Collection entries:

--- START ---

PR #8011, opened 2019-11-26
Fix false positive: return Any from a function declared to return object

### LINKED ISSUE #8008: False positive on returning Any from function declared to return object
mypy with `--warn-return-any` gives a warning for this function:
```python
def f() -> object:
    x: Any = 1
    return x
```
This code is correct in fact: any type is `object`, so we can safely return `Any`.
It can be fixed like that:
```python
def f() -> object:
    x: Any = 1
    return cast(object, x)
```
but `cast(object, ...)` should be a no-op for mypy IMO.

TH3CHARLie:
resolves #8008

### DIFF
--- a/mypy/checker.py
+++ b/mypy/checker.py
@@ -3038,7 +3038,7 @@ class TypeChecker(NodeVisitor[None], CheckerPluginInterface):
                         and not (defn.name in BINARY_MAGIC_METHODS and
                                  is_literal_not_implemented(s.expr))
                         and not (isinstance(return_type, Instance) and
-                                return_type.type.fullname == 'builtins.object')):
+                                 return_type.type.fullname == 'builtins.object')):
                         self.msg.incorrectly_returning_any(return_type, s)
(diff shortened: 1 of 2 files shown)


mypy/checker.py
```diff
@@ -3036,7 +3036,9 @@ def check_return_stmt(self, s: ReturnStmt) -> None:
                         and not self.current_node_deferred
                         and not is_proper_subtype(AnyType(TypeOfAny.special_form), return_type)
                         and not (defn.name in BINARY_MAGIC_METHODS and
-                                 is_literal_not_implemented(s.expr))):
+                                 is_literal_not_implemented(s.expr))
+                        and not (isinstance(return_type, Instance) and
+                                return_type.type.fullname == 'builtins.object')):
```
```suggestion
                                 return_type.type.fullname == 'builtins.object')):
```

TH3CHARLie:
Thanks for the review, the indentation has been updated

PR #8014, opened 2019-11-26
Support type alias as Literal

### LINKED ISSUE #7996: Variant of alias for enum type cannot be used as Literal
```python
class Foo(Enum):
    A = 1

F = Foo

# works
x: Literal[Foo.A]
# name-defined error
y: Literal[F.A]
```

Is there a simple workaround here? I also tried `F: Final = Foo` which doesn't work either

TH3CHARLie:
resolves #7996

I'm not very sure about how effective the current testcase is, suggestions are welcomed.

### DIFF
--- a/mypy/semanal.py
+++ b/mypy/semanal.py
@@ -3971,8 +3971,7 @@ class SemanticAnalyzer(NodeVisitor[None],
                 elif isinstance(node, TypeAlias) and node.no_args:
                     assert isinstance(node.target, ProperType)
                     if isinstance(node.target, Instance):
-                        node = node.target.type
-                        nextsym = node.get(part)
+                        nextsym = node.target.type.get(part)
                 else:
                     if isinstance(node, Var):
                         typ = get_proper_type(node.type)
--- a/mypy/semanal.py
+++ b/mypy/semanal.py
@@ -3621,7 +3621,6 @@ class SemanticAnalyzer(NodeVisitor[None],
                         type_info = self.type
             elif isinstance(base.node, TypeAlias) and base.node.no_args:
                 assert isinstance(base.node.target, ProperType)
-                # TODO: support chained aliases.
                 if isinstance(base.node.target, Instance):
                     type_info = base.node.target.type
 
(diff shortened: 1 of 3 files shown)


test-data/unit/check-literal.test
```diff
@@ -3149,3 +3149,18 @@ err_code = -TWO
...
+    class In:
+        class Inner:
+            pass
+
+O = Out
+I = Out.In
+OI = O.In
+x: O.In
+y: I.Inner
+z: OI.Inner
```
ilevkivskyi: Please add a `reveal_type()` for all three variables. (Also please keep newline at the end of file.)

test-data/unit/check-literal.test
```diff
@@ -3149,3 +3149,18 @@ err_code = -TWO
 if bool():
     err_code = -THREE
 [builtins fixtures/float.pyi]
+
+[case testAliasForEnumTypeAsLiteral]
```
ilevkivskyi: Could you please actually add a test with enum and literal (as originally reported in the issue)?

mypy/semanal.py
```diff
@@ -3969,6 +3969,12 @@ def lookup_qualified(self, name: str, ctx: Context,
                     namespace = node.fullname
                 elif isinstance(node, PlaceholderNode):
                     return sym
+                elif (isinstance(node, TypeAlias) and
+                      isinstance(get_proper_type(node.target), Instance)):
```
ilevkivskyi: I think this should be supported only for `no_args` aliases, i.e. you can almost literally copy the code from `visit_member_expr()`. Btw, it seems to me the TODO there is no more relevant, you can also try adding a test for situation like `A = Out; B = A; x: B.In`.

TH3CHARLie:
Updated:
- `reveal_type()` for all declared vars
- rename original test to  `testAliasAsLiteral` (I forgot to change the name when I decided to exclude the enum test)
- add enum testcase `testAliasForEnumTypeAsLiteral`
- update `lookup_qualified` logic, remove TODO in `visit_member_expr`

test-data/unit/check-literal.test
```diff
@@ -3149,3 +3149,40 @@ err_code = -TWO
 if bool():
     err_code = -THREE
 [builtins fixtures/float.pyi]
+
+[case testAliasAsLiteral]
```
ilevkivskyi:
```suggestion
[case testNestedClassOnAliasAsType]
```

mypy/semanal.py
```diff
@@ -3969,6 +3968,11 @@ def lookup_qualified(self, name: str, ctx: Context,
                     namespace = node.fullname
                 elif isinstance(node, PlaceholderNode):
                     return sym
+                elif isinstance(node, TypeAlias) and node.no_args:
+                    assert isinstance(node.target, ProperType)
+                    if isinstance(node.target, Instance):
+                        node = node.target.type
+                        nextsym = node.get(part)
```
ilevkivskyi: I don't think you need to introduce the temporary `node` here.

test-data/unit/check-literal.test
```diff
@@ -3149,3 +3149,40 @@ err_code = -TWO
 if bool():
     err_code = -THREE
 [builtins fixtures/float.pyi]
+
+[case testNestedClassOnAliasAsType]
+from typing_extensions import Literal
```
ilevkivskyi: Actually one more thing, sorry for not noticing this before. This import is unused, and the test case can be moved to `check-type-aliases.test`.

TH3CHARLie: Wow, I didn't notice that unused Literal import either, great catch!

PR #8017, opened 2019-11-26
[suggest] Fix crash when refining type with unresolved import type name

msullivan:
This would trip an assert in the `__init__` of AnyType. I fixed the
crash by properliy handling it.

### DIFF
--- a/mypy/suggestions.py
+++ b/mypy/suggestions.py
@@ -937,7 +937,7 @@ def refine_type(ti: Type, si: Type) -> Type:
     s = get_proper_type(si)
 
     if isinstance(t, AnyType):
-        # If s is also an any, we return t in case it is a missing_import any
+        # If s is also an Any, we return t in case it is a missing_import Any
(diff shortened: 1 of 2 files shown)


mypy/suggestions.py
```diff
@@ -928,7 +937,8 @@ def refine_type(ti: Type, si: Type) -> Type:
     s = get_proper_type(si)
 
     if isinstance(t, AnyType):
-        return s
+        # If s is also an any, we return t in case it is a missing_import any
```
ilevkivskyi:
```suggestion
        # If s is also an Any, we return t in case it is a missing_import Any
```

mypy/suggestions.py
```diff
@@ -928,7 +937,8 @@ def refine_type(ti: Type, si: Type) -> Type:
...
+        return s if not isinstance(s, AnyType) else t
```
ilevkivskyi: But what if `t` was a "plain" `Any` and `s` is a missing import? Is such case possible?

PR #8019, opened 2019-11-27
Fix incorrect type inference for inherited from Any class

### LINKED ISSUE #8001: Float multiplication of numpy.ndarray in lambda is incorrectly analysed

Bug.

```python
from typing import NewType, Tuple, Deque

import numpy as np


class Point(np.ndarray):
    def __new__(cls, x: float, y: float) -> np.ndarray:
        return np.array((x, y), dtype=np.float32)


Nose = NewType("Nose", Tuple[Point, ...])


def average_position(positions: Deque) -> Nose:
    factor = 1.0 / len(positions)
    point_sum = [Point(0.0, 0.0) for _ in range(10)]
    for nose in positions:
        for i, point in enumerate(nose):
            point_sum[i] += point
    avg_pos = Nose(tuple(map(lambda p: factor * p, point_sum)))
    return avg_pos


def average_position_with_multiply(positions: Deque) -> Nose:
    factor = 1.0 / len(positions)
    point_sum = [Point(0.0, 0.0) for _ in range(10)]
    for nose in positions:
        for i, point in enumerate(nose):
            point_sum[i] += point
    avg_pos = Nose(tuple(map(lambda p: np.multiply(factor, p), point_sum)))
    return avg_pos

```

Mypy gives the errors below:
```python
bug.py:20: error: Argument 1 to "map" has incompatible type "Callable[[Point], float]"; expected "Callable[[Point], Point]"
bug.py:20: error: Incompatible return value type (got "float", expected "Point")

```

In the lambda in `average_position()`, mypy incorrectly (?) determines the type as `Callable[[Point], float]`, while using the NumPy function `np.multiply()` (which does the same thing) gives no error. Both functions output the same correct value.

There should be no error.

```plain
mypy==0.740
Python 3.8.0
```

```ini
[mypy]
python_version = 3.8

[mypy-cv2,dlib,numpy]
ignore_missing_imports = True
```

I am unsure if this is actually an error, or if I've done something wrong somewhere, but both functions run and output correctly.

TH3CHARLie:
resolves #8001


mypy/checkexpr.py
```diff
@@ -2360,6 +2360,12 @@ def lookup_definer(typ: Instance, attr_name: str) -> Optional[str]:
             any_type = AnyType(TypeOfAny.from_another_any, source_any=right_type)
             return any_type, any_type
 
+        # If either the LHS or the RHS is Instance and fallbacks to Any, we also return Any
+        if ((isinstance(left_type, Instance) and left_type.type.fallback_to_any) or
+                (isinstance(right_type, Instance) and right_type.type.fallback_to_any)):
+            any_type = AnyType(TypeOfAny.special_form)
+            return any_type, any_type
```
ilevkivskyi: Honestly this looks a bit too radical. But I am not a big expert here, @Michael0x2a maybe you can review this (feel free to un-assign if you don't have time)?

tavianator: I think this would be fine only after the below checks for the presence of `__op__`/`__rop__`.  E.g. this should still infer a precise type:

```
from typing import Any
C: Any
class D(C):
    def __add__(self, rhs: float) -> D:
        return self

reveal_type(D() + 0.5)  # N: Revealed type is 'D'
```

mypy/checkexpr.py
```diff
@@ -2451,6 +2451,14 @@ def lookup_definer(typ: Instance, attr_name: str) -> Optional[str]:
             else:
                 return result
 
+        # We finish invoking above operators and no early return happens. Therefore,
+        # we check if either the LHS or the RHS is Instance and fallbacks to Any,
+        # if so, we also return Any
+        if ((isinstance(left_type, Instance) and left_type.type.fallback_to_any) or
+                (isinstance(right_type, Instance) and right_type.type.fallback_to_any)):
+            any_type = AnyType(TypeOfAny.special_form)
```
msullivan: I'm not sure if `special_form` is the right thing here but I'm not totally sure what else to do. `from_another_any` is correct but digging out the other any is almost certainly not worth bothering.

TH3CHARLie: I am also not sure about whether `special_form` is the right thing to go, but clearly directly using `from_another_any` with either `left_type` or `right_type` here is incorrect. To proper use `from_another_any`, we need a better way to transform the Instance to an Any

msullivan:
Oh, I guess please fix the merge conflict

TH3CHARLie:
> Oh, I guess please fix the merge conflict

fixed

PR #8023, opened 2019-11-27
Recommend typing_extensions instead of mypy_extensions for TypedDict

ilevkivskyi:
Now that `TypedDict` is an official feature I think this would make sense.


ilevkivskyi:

--- END ---

**Brief**
Each line of the data that holds the word "builtins" should be copied.

**Output below**
-                                return_type.type.fullname == 'builtins.object')):
+                                 return_type.type.fullname == 'builtins.object')):
+                                return_type.type.fullname == 'builtins.object')):
                                 return_type.type.fullname == 'builtins.object')):
 [builtins fixtures/float.pyi]
 [builtins fixtures/float.pyi]
 [builtins fixtures/float.pyi]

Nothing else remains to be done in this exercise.